Una scia di materiale oleoso, con ogni probabilità idrocarburi, lunga quasi come tre campi di calcio messi uno vicino all’altro, ha provocato da domenica e fino a ieri alle 17 il blocco della navigazione sul canale Est Ovest. L’interdizione è avvenuta per ordinanza sindacale, dopo che si è reso evidente la difficoltà di contenere lo sversamento accertato sabato mattina, per il quale non sono state sufficienti le panne assorbenti in dotazione alla Protezione civile monfalconese, chiamata – come prassi – a intervenire per arginare il pericolo e impedire lo sfocio a mare dell’ampia chiazza.
Difficile, rifletteva ieri mattina il comandante della Polizia locale Rudi Bagatto, accorsa alla periferia est dopo la segnalazione dell’inquinamento sulle acque interne cittadine, quantificare con precisione l’entità del materiale trovato su quegli specchi acquei.

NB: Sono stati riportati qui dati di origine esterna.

PR #1193, opened 2026-01-09
Fix outline encroaches on text color

bmatherly:
As reported here: https://forum.shotcut.org/t/outline-outlining-text-in-filter-subtilte-burn-in-and-typewriter-with-unwanted-inline/50726

Posting this as a PR so we can consider if we need to do anything for backwards compatibility. I was thinking we could just push it out. But I want to make sure users would not be surprised.

I think this change significantly improves the outline.

Before:
before

After:
after

Even the maximum outline size still preserves the text fill:
image

### DIFF
--- a/src/modules/qt/filter_qtext.cpp
+++ b/src/modules/qt/filter_qtext.cpp
@@ -262,35 +262,6 @@ static QColor get_qcolor(mlt_properties filter_properties,
     return QColor(color.r, color.g, color.b, color.a);
 }
 
-static QPen get_qpen(mlt_properties filter_properties,
-                     mlt_properties frame_properties,
-                     int position,
-                     int length)
-{
-    QColor color;
-    int outline = mlt_properties_get_int(filter_properties, "outline");
-    QPen pen;
-
-    pen.setWidth(outline);
-    if (outline) {
-        color = get_qcolor(filter_properties, "olcolour", frame_properties, position, length);
-    } else {
-        color = get_qcolor(filter_properties, "bgcolour", frame_properties, position, length);
-    }
-    pen.setColor(color);
-
-    return pen;
-}
-
-static QBrush get_qbrush(mlt_properties filter_properties,
-                         mlt_properties frame_properties,
-                         int position,
-                         int length)
-{
-    QColor color = get_qcolor(filter_properties, "fgcolour", frame_properties, position, length);
-    return QBrush(color);
-}
-
 static void transform_painter(QPainter *painter,
                               mlt_rect frame_rect,
                               QRectF path_rect,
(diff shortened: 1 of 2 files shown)


ddennedy:
I think it needs some versioning since it changes behavior significantly.

bmatherly:
OK. I can bump the yaml version. Do you think we should do anything differently in Shotcut for the new version?

ddennedy:
I mean a project that was made before this change should look very similar to before. People will be surprised when they upgrade and the text outline is much thinner. You can make it a user option (property). Would you characterize this as stroke (before) and now outline? Unfortunately, we already have an `outline` property. Otherwise, that would have been perfect as a boolean for this. Maybe `outer_line`. 😆

bmatherly:
Your comment reminded me that the same change applies to producer_qtext as well. I've updated the commit to change both.

> I mean a project that was made before this change should look very similar to before. People will be surprised when they upgrade and the text outline is much thinner.

I understand what you mean. On the one-hand, I agree that this is going to change the behavior quite a bit. On the other hand, I think the old behavior is really a bug and is basically unusable beyond a tiny bit of outline.

Here is an example comparison vs the pango implementation:

**Pango**
`melt -profile atsc_1080p_60 pango text=hello size=200 outline=10 olcolour=0xff0000ff`
pango

Current qtext
`melt -profile atsc_1080p_60 qtext text=hello size=200 outline=10 olcolour=0xff0000ff`
qtext_old

New qtext
`melt -profile atsc_1080p_60 qtext text=hello size=200 outline=10 olcolour=0xff0000ff`
qtext_new

As you can see, nobody would actually want the current implementation - which is why people have complained.
So I was hoping that we might just consider this a bug fix and deal with the small amount of surprise that might come from a few people. But I am on the fence, open minded, and happy to follow your preference.

If we decide to make it backwards compatible, here is my suggestion:
* MLT: Pick a new property name for the new behavior. For the sake of this discussion, lets call it "stroke" (although, i would argue the current mode is really stroke).
* MLT: Add the stroke property to any services that use text and outline: pango producer, qtext producer, qtext filter, dynamictext filter, gpstext filter, subtitle filter, text filter, timer filter, count producer, subtitle producer
* MLT: For the qt based text services, the outline property will use current behavior while the stroke property will use new behavior. For the pango based service, the outline and stroke properties will have the same behavior
* MLT: the stroke property will always override the outline property when stroke is set. If stroke is not set, outline will be used
* MLT: the outline property for all these services can be deprecated for future removal.
* Shotcut: We will change all the text based services that have outline to use stroke instead. But we will keep the label as "Outline". 
* Shotcut: If a user opens an existing project  that used  the "outline" property, it will look exactly the same. However, if they open the filter UI, the "Outline" item will have a value of zero because it is really reading the stroke property. If the user changes the outline, the underlying stroke value will override the currently set "outline". There will be no way for them to remove the outline. So if they want to remove all outline/stroke, they will have to delete the filter and re-add it to clear the legacy "outline" property. Or maybe we can detect when "stroke" has been set and clear "outline".

ddennedy:
Ok I can be convinced to treat it as a bug. We have some goals to insulate behavior changes, but it is not 100% rigorous. But let’s get @j-b-m  approval as well since kdenlive might be affected (outside of the titler).

ddennedy:
We will make a change if JB later objects, but I am going to merge now for the Shotcut 26.1 beta.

Si sa però che la scia, in lunghezza, raggiunge tranquillamente i trecento metri.
E resta ignoto il responsabile dell’accaduto, ma le indagini sono state avviate dagli agenti del comando di via Rosselli, per risalire alla sua identità. L’Arpa è stata chiamata a rilevare ed esaminare il materiale oleoso rinvenuto in mare, dunque si attendono gli esiti dei prelievi. A ogni modo una delle ipotesi formulate dagli esperti tenderebbe a ricondurre lo sversamento a operazioni di lavaggio della sentina, «che però ovviamente non si possono condurre nel canale», precisa il comandante Bagatto. L’altra eventualità presuppone un guasto accidentale del motore di un’imbarcazione, per ora appunto sconosciuta.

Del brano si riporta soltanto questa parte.